PR #628, opened 2022-03-21
Fix log level + add additional logging tests

KSGulin:
- Fixed error caused by `level` not being passed down correctly. 
- Added additional logging tests for `level` and `LoggerManager`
========
→ **Task description**
Set down the listing above in full, please, exactly as it appears.

→ **Completed exercise**
PR #628, opened 2022-03-21
Fix log level + add additional logging tests

KSGulin:
- Fixed error caused by `level` not being passed down correctly. 
- Added additional logging tests for `level` and `LoggerManager`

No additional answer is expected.